Your instructions>
Every line of the records below that holds the word "approved" belongs in the answer.

Input data>
■ ■ ■ ■

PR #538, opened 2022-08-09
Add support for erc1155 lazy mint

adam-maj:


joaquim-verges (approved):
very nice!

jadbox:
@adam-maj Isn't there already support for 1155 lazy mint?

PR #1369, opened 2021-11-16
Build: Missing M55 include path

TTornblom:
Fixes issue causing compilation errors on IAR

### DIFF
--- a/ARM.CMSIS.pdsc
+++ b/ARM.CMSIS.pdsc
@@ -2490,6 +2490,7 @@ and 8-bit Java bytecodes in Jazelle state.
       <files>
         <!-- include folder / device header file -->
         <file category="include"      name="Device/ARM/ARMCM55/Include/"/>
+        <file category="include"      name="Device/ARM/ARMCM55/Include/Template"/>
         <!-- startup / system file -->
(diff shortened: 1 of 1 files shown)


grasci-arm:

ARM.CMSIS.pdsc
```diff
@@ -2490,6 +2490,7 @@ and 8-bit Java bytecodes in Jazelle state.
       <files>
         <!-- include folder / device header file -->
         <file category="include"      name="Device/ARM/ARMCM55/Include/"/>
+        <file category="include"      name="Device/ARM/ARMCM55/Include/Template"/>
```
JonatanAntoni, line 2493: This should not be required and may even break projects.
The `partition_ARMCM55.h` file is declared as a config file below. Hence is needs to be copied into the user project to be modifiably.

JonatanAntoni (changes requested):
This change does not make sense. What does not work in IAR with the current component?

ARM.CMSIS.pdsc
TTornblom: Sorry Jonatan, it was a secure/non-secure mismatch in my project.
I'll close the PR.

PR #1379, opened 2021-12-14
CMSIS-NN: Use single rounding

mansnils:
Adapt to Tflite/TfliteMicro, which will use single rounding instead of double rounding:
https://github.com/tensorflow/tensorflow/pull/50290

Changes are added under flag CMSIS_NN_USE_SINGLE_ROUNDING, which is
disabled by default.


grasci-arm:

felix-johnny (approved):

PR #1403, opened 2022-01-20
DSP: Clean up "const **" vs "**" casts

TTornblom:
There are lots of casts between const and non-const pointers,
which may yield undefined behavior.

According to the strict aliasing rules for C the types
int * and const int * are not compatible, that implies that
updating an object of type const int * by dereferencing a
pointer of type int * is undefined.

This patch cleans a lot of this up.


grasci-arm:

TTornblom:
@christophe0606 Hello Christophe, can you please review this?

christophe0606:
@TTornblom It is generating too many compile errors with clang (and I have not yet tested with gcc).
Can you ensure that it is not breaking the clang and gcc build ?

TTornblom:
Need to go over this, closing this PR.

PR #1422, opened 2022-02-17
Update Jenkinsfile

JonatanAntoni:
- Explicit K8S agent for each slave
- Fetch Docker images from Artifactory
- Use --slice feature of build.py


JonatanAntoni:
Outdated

■ ■ ■ ■

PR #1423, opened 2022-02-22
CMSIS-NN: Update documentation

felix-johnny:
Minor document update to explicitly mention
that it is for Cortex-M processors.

■ ■ ■ ■

Task solution>
joaquim-verges (approved):
felix-johnny (approved):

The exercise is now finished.